3133 - 3-Bromopyruvate in Combination with Radiation Inhibits Pancreatic Tumor Growth by Suppressing Hexokinase II (HK2) Enzyme of Aerobic Glycolysis

Purpose/Objective(s): Pancreatic cancer (PC) is the fourth-most-deadly cancer in the United States. The majority of patients with locally advanced PC undergo chemoradiation therapy (CRT). However, current treatments are inadequate, and novel strategies are desperately required. 3-Bromopyruvate (3-BP) is a promising drug against pancreatic cancer which exerts potent anticancer effects by inhibiting hexokinase II enzyme (HK2) of the glycolytic pathway of cancer cells while not affecting the normal cells. 3-BP in combination with radiation is a promising modality to treat locally advanced PC.

Materials/Methods: Two human pancreatic cancer cell lines mia-paca2 and Panc1 were used. The cells were treated with 3BP for 12 hours and cell viability was measured using MTS and cellular ATP. Apoptosis and ROS production were measured using Annexin -V and DHE, respectively. Western blots were performed using antibodies against phospho-S552 beta catenin, c-Myc, MCT-1, ß-actin and IHC staining were performed using specific HK2 antibodies. The mRNA of HK2, MCT-1 and ß-actin were quantified by real time qRT-PCR. The interaction of ß-catenin and HK2 was detected by co-IP. The mouse tumor xenograft was created by subcutaneously injecting Panc-1 cells in nude mice and tumor was treated with 3-BP and RT. The tumor tissues were also electron micrographed for detecting mitochondrial damage. The TCGA data analysis of pancreatic cancer patients were performed using CBIOPORTAL genomic database.

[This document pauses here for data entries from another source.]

Issue #208, opened 2026-07-08
Fix the typing of generated functions


agle:
The memory encoding/boogie backend is incorrect currently as it gives the function definitions the type of their return value rather than the type of their function. The problem is the boogie backend to generate the correct (uncurried) declaration needs to identify the return type, which is a function/map type for some. Just returning the last type is wrong in this case as we can't distinguish `a -> b -> (c -> d)` from `a -> b -> c -> d`, we return `d` when we want `c -> d`.

We need to be able to write code essentially like below, assuming a mutable underlying implementation of unification through `unify`. Alternatively we could represent function types as uncurried but I'm wary of the impacts of having non-canonical forms of types floating around.

```ocaml
let ret_type = newtype () in
let new_fntype = curry  arg_types x in
let utype = unify new_fntype func_type in
ret_type
```

I have a partially complete implementation of hindley milner type inference, this aims to fix this but is a large change set. This issue covers just this function unification algorithm, which I will try to merge independently.

PR #216, opened 2026-07-09
Hindley-milnder type inference

agle:
This forms the skeleton of the hindley-milner type inference system. This comprises:

- A minimal hash-consed type expression representation in a union-find structure used for type inference (typeExpr.ml). 

This is essentially:

```ocaml
type 'a type_expr = Var of tvar | TypeConstr of 'a list * string
```
This should be sufficiently general to represent anything we want.

- Extraction from bincaml expressions to this representation
- Union-find based HM type unification/inference
- Elaboration pass over program

I expect the current inference and elaboration to not cover the whole program structure yet. 

- [x] I will write more on the design later to make it reviewable hopefully.
- [x] I will consider this mergable when we have some tests and a function for local expression type inference which we can use to solve the problem with the boogie backend: #208. I've had it floating around a while and want to get it in so I can start the migration without getting conflicts.~~

Similarly it doesn't do anything special to make sure the polymorphic ops get typed, identifying type errors, or let-generalisation. It doesn't do much yet as everything comes in typed already from the frontend; that will need a refactor to not enforce typing immediately.

We still generally use online type propagation from variables to get types, over the explicit `typ` field in each exprssion node; that will also need to be fixed in order to migrate to this system.

### DIFF
--- a/lib/lang/hm/elaboration.ml
+++ b/lib/lang/hm/elaboration.ml
@@ -1,5 +1,4 @@
 open Common
-open UnionFind
 open Abstract_expr
 
 (** Hindley-Milner type inference based on a union-find. *)
--- a/lib/lang/hm/elaboration.ml
+++ b/lib/lang/hm/elaboration.ml
@@ -1,0 +1,248 @@
+open Common
+open UnionFind
+open Abstract_expr
+
+(** Hindley-Milner type inference based on a union-find. *)
+
+module TypeInference (T : TypeExpr.TypeContext) = struct
+  include Inference.Make (T)
+
+  let retype_var univ ctx id =
+    lookup_var_typ ~no_constraint:true univ ctx id |> find |> to_basil
+    |> fun typ -> Var.copy ~typ id
+
+  let elaborate_phi univ ctx (p : Var.t Block.phi list) =
+    let open Block in
+    List.map
+      (fun { lhs; rhs } ->
+        let lhs = retype_var univ ctx lhs in
+        let rhs = List.map (fun (a, r) -> (a, retype_var univ ctx r)) rhs in
+        { lhs; rhs })
+      p
+
+  let ctx_to_string ctx =
+    TCtx.to_iter ctx
+    |> Iter.to_string (fun (a, b) ->
+        Printf.sprintf "%s %s" (V.to_string a) (scheme_to_string b))
+
+  let fresh_tvar ?(n = "a") () = fix @@ Var (gen.fresh ~name:n ())
+  let unfix i = match i with Expr.BasilExpr.E i -> i
+  let rec cata alg e = (unfix %> AbstractExpr.map (cata alg) %> alg) e
+
+  (** Extract type after full inference has run. *)
+  let elaborate_expr ~univ (hr : Lexing.position) e (c : scheme TCtx.t) =
+    let alg e =
+      let e =
+        match e with
+        | AbstractExpr.RVar { id; attrib; typ } ->
+            (* avoid looking up the id in context as we may be in a local
+            binding *)
+            let id = Var.copy id ~typ:(to_basil @@ find typ) in
+            AbstractExpr.RVar { id; attrib; typ }
+        | o -> o
+      in
+      let t = AbstractExpr.get_typ e |> find |> to_basil in
+      AbstractExpr.set_typ e t |> Expr.BasilExpr.fix
+    in
+    e |> TypingExpr.cata alg
+
+  let elaborate_stmt univ ctx stmt =
+    let retype_var v =
+      let typ =
+        lookup_var_typ ~no_constraint:true univ ctx v |> find |> to_basil
+      in
+      Var.copy ~typ v
+    in
+    Stmt.map
+      ~f_expr:(fun e -> elaborate_expr ~univ [%here] e ctx)
+      ~f_lvar:retype_var ~f_rvar:retype_var stmt
+
+  let elaborate_block p univ ctx (b : ('a, 'b) Block.t) =
+    Block.map ~phi:(elaborate_phi univ ctx) (elaborate_stmt univ ctx) b
+
+  let assume_proc_decl ctx ?(no_constraint = false) (p : Program.proc) =
+    let globs = Var.Decls.values (Procedure.local_decls p) in
+    let formals_in = Procedure.formal_in_params p |> StringMap.values in
+    let formals_out = Procedure.formal_out_params p |> StringMap.values in
+    let univ = V.proc_univ @@ Procedure.id p in
+    let ctx =
+      Iter.fold
+        (decl_var_typ ~no_constraint univ)
+        ctx
+        (Iter.append globs @@ Iter.append formals_in formals_out)
+    in
+    ctx
+
+  let infer_proc vc prog ctx ?(no_constraint = false) (p : Program.proc) =
+    let spec = Procedure.specification p in
+    let univ = V.proc_univ @@ Procedure.id p in
+    let ibool_list b =
+      List.map
+        (fun a ->
+          let a = infer_expr vc ~univ [%here] a ctx in
+          let _ = unify (fix bool_type) (getty a) in
+          a)
+        b
+    in
+    let spec : ('a, 'b) Procedure.proc_spec =
+      {
+        requires = ibool_list spec.requires;
+        ensures = ibool_list spec.ensures;
+        rely = ibool_list spec.rely;
+        guarantee = ibool_list spec.guarantee;
+        captures_globs =
+          List.map (infer_var global_universe ctx) spec.captures_globs;
+        modifies_globs =
+          List.map (infer_var global_universe ctx) spec.modifies_globs;
+      }
+    in
+
+    let new_spec ctx : (Var.t, Expr.BasilExpr.t) Procedure.proc_spec =
+      {
+        requires =
+          List.map (fun e -> elaborate_expr ~univ [%here] e ctx) spec.requires;
+        ensures =
+          List.map (fun e -> elaborate_expr ~univ [%here] e ctx) spec.ensures;
+        rely = List.map (fun e -> elaborate_expr ~univ [%here] e ctx) spec.rely;
+        guarantee =
+          List.map (fun e -> elaborate_expr ~univ [%here] e ctx) spec.guarantee;
+        captures_globs = spec.captures_globs |> List.map fst;
+        modifies_globs = spec.modifies_globs |> List.map fst;
+      }
+    in
+
+    let ctx = assume_proc_decl ctx ~no_constraint p in
+    let bvlocks =
+      Procedure.iter_blocks_topo_fwd p
+      |> Iter.map (fun (i, b) -> (i, infer_block vc prog univ ctx b))
+      |> Iter.persistent
+    in
+
+    let elaborate_proc ctx =
+      Procedure.set_specification p (new_spec ctx)
+      |> (fun p ->
+      bvlocks
+      |> Iter.map (fun (bid, b) -> (bid, elaborate_block [%here] univ ctx b))
+      |> Iter.fold (fun p (bid, b) -> Procedure.update_block p bid b) p)
+      |> Procedure.map_formal_in_params (StringMap.map (retype_var univ ctx))
+      |> Procedure.map_formal_out_params (StringMap.map (retype_var univ ctx))
+    in
+    Logs.debug (fun m -> m "%s" (ctx_to_string ctx));
+    (elaborate_proc, ctx)
+
+  (** Run type inference on a declaration, returning an updated typing scheme,
+      and elaboration function*)
+  let infer_decl visit_constraint prog scheme =
+    let open Program in
+    let infer_expr = infer_expr visit_constraint in
+    let infer_proc = infer_proc visit_constraint in
+    (* We have to be careful that inference is run immediately, not delayed until elaboration. *)
+    fun (decl_id, d) ->
+      match d with
+      | Type { binding; typ } ->
+          let ty = ty_of_basil typ in
+          let scheme = decl_type scheme binding ty in
+          let nty scheme = Type { binding; typ = to_basil (find ty) } in
+          (scheme, `Decl (decl_id, nty))
+      | Function { binding; definition; attrib } -> (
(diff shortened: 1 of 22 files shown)


lib/lang/hm/hm.ml
```diff
@@ -0,0 +1,91 @@
...
+    value-dependent bitvector widths, this will fail (emitting a type varable)
+    unless there are sufficient type annotations.
+
+    {3 Ad-hoc polymorpic operators}
+
+    Bincaml has some specific concerns, namely our operators are ad-hoc
+    polymorphic. For each op (e.g. bvadd)
+
+    A type-scheme in HM is a non-recursive universal quantifier over type
+    variables.
```
katrinafyi: unfinished sentence or needs colon or bullet point?

katrinafyi (commented):
My first thoughts are that I think the inference.ml should be split up. There's a few separate things happening inside there. Forgive any imprecision but my impression is that it's roughly...
- expression-level type unification
- intrinsic-level type scheme definition and instantiation (?)
- statement-level
- procedure-level including parameters
- big everything procedure inference
- concretisation back to Bincaml types

I won't direct you about details but you get the idea. It would also let you write module-level docs for each idea closer to the code. 

Generally, I would also like to see more.. restrained use of single-letter module names and local opens where possible.

lib/lang/hm/typeExpr.ml
```diff
@@ -0,0 +1,106 @@
...
+  let hash he = function
+    | Var v -> ID.hash v
+    | TypeConstr (l, t) -> Hash.pair (Hash.list he) Hash.string (l, t)
+end
+
+(** Create the union find and hash-consing structure for recording type
+    relations. This must be done each time we want to perform inference in an
+    independent environment, in order to construct a fresh hash-consing and
+    union-find state. *)
+module Make () = struct
```
katrinafyi: This seems really weird and risks being misused. Can you rename the module to `Make_fresh_hashcons` or something to make it different to normal Makes like Map.Make?

I also can't see if there is a fresh union-find state. Where is that, or is it just a fresh hash cons state?

agle: Union find uses refs so its implicitly fresh by creating a new hashcons

lib/lang/hm/inference.ml
```diff
@@ -0,0 +1,339 @@
...
+    | #Ops.BVOps.binary_pred ->
+        let a = fv () in
+        curry [ bvunk a; bvunk a ] bool_type
+    | #Ops.BVOps.unary_unif ->
+        let a = fv () in
+        curry [ bvunk a ] (bvunk a)
+    | `INTNEG -> curry [ int_type ] int_type
+    | #Ops.IntOps.binary_pred -> curry [ int_type; int_type ] bool_type
+    | #Ops.IntOps.const -> fix @@ int_type
+    | #Ops.IntOps.binary_unif -> curry [ int_type; int_type ] bool_type
```
katrinafyi: typo?


```suggestion
    | #Ops.IntOps.binary_unif -> curry [ int_type; int_type ] int_type
```

lib/lang/hm/solve_bv.ml
```diff
@@ -0,0 +1,72 @@
...
+    match a with
+    | Add { a; b; equ } -> (
+        match List.map is_nat_val_type [ find a; find b; find equ ] with
+        | [ Some _; Some _; Some _ ] -> Some equ
+        | [ Some a; Some b; None ] ->
+            Some (unify ~pos:[%here] (fix @@ nat_val_type (a + b)) equ)
+        | [ Some a; None; Some b ] ->
+            Some (unify ~pos:[%here] (fix @@ nat_val_type (b - a)) equ)
+        | [ None; Some a; Some b ] ->
+            Some (unify ~pos:[%here] (fix @@ nat_val_type (b - a)) equ)
```
katrinafyi: in the last two cases, bug? `a + b == equ` but this equation says `b - a == equ` ?

lib/lang/hm/solve_bv.ml
```diff
@@ -0,0 +1,72 @@
...
+        | _ -> None)
+    | AddConst { a; b; equ } -> (
+        match (is_nat_val_type (find a), is_nat_val_type (find equ)) with
+        | Some i, None ->
+            Some (unify ~pos:[%here] (fix @@ nat_val_type (i + b)) equ)
+        | Some i, Some equ_c ->
+            Some (unify ~pos:[%here] (fix @@ nat_val_type (i + b)) equ)
```
katrinafyi: question: why can this not just use equ_c?

lib/lang/hm/unification.ml
```diff
@@ -0,0 +1,124 @@
...
+    let b = find b in
+    raise
+      (TypeErr
+         ("recursive: tvar " ^ ID.to_string a ^ " occurs in " ^ type_to_string b))
+
+  (** Check for type recursion: recursion is failure. *)
+  let occurs_in a b =
+    let check = function
+      | Var t -> equal_tvar t a
+      | TypeConstr (ls, _) -> List.fold_left ( || ) false ls
```
katrinafyi:
```suggestion
      | TypeConstr (ls, _) -> List.for_all Fun.id ls
```

lib/lang/hm/unification.ml
```diff
@@ -0,0 +1,124 @@
...
+    Logs.debug (fun m ->
+        m "%s"
+          ("unify: " ^ plpos pos ^ " "
+          ^ type_to_string (find t)
+          ^ " with "
+          ^ type_to_string (find t')));
+    match (map_expr unfix @@ Typ.unfix t, map_expr unfix @@ Typ.unfix t') with
+    | TypeConstr ([], "nothing"), _ -> t
+    | _, TypeConstr ([], "nothing") -> t'
+    | Var x, Var y -> union t t'
```
katrinafyi: does this lead to infinite loop? i can't see why this wouldn't just keep hitting this case and recursing.

lib/lang/hm/unification.ml
```diff
@@ -0,0 +1,124 @@
...
+    | Var x, _ when occurs_in x t' -> recursion_error x t'
+    | Var _, TypeConstr _ -> merge (fun a b -> b) t t'
+    | _, Var x -> unify ~pos:[%here] t' t
+    | TypeConstr ([ a ], "const"), TypeConstr ([ b ], "const") ->
+        let x = unify ~pos:[%here] (fix a) (fix b) in
+        fix @@ TypeConstr ([ x ], "const")
+    | TypeConstr ([ a ], "shared"), TypeConstr ([ b ], "shared") ->
+        let x = unify ~pos:[%here] (fix a) (fix b) in
+        fix @@ TypeConstr ([ x ], "const")
```
katrinafyi: bug/typo?

```suggestion
        fix @@ TypeConstr ([ x ], "shared")
```

katrinafyi (commented):
important comments/questions

lib/lang/hm/solve_bv.ml
agle: This is just to check that the constraint holds

lib/lang/hm/unification.ml
agle: Ill put module path in

lib/lang/hm/hm.ml
```diff
@@ -0,0 +1,198 @@
...
+  let _ = T.solve_constraints ~max_iters:100 !constraints in
+  let e = T.elaborate_expr ~univ [%here] i ctx in
+  e
+
+(** Algebra for returning the annotated type (for use with functions like
+    fold_with_type)*)
+let elaborated_type_alg (e : Types.t Expr.BasilExpr.abstract_expr) =
+  Expr.AbstractExpr.get_typ e
+
+(* Partially apply args list to function type funtype and return resulting type *)
```
katrinafyi:
```suggestion
(** Partially apply args list to function type funtype and return resulting type *)
```

lib/lang/hm/hm_types.ml
```diff
@@ -0,0 +1,121 @@
+(** Conversion from bincaml types to and from HM type infernece environment *)
```
katrinafyi:
```suggestion
(** Conversion from bincaml types to and from HM type inference environment *)
```

lib/lang/hm/solve_bv.ml
```diff
@@ -0,0 +1,72 @@
...
+    | Add { a; b; equ } ->
+        Printf.sprintf "%s + %s = %s" (type_to_string a) (type_to_string b)
+          (type_to_string equ)
+    | AddConst { a; b; equ } ->
+        Printf.sprintf "%s + (const %d) = %s" (type_to_string a) b
+          (type_to_string equ)
+
+  (** Deduce the width if two values of the constraint have inferred widths *)
+  let unify_bv_constraint a : Typ.t option =
+    match a with
```
katrinafyi:
```suggestion
  let unify_bv_constraint constr : Typ.t option =
    match constr with
```

lib/lang/hm/unification.ml
```diff
@@ -0,0 +1,124 @@
...
+        let v = merge (fun _ c -> c) (fix vr) (fix cst) in
+        fix @@ TypeConstr ([ v ], "bv")
+    | TypeConstr (ars, n), TypeConstr (ars', n') ->
+        let args =
+          List.combine ars ars'
+          |> List.map (fun (a, b) -> unify ~pos:[%here] (fix a) (fix b))
+        in
+        merge (fun a b -> TypeConstr (args, n)) t t'
+
+  (* instantiate typescheme for a single type-annotated variable *)
```
katrinafyi:
```suggestion
  (** instantiate typescheme for a single type-annotated variable *)
```

lib/lang/hm/unification.ml
```diff
@@ -0,0 +1,124 @@
...
+  let inst_annot_v ?(no_constraint = false) v =
+    let ty =
+      match Var.typ v with
+      | _ when no_constraint -> fix @@ Var (gen.fresh ~name:(Var.name v) ())
+      | Nothing -> fix @@ Var (gen.fresh ~name:(Var.name v) ())
+      | o -> ty_of_basil o
+    in
+    ty
+
+  (* lookup var and add unify with its type annotation *)
```
katrinafyi:
```suggestion
  (** lookup var and add unify with its type annotation *)
```

lib/lang/hm/unification.ml
```diff
@@ -0,0 +1,124 @@
...
+    let a =
+      let v = V.of_var univ v in
+      TCtx.find_opt v c |> function
+      | Some v -> v
+      | None -> failwith ("var not found: " ^ V.to_string v)
+    in
+    let tt = match a with Forall (_, ty) -> union ty vt in
+    tt
+
+  (* declare type with name in type scheme *)
```
katrinafyi:
```suggestion
  (** declare type with name in type scheme *)
```

lib/lang/hm/unification.ml
```diff
@@ -0,0 +1,124 @@
...
+  let decl_type ctx name vt =
+    let tvar = V.create types_universe name in
+    TCtx.update tvar
+      (function
+        | Some (Forall ([], t)) -> Some (Forall ([], unify vt t))
+        | None -> Some (Forall ([], vt))
+        | _ -> failwith "unk")
+      ctx
+
+  (* declare var with type in type scheme *)
```
katrinafyi:
```suggestion
  (** declare var with type in type scheme *)
```

lib/lang/hm/hm.ml
katrinafyi: ^ i can't see any changes near this comment and the punctuation is still wrong?

lib/lang/hm/elaboration.ml
```diff
@@ -0,0 +1,248 @@
...
+                        (elaborate_expr ~univ:global_universe [%here] b scheme);
+                  }
+              in
+              (scheme, `Decl (decl_id, nb))
+          | Uninterpreted ->
+              let nu s =
+                Function
+                  { binding = binding s; attrib; definition = Uninterpreted }
+              in
+              (scheme, `Decl (decl_id, nu))
```
katrinafyi: naming. what is `nu`? it would be good to rename `nu` and all the other `nX` functions in this scope.

lib/lang/hm/hm.ml
```diff
@@ -0,0 +1,198 @@
+(** Simple hindley-milner type inference *)
+
```
katrinafyi, line 2: More introduction documentation please. For example, add links to https://bernsteinbear.com/blog/type-inference/ and https://en.wikipedia.org/wiki/Hindley%E2%80%93Milner_type_system#Algorithm_J

lib/lang/hm/typeExpr.ml
```diff
@@ -0,0 +1,109 @@
...
+
+module TCtx = Map.Make (V)
+(** The type scheme / typing context : to store a map from scoped type variables
+    to types. *)
+
+module ATyp = struct
+  (** Open recursive type expression, either a variable or type constructor. *)
+
+  type 'a expr = Var of tvar | TypeConstr of 'a list * string
+  [@@deriving eq, ord, show, map, fold]
```
katrinafyi, line 41: I understand the appeal of the simplicity of the string-named type constructors, but it is a significant risk for typos and unmatched cases. There is also a more terrifying risk that a user-defined type will collide with a built-in special type.

Aside from user-defined records, all type constructor names are all static so it seems to me like an enum would be both easy and improve safety. But this is too late so it doesn't have to change now.

katrinafyi (commented):
I don't think it's possible to review this PR properly, so I am really just making sure that it's documented enough and organised enough.

This will be the last major round of comments.

lib/lang/hm/typeExpr.ml
agle: Since the parser won't let you define a  type named `->` this is more a quality of type errors issue (which will certainly occur if you shadow a builtin type)  than a correctness issue. It makes the code slightly more error prone but everything's behind smart constructors and the only thing that matches on constructor names is unification and conversion between bincaml types. 

I somewhat prefer the formal simplicity here, it allows the data-structure to be reused for a different type system. In a sense an enum would be less safe as lets you represent bool as `Bool` and `Custom "bool"`---you would have to explicitly parse/validate that you don't shadow a built-in type with a custom one.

Results: We investigated the mechanism of 3-BP in MIA PaCa-2 and Panc-1 cells, and we observed inhibition of Hexokinase II (HK2) enzyme of aerobic glycolytic pathway when treated with 100 uM of 3-BP. We also observed inhibition in phosphorylation of ß-catenin at S552, responsible for translocating ß-catenin from cytoplasm to the nucleus and transcribing other downstream genes including c-Myc for tumor growth. We also observed inhibition in the MCT1 expression which is responsible for transporting 3-BP into the cell which also exports lactate out of tumor cells making TME more acidic. The Co-IP data showed inhibition in HKII interaction with ß-catenin. Notably, 3-BP with RT significantly enhanced the radiation-induced G2/M cell cycle arrest (RT only 25.1% vs 3 BP+RT at 37.8%). We also observed significant ROS production in MIA PaCa-2 and Panc-1 cells treated with combination of 3-BP and RT. The combination of 3 BP with RT inhibited tumor growth in nude mice. We treated tumor bearing animlas with 10 mg/kg of 3-BP and 2 Gy RT twice a week for 4 weeks. We observed significant inhibition in tumor growth in animals treated with combination as compared to individual treatment of 3-BP or RT alone. There was substantial damage to mitochondria in treated tumor tissues. The TCGA data analysis showed alteration of HK2 gene in pancreatic cancer patients also linked to worst prognosis than the unaltered group.

Conclusion: 3-BP in combination with RT exhibited significant inhibition of pancreatic tumor growth in animals with no apparent toxicity.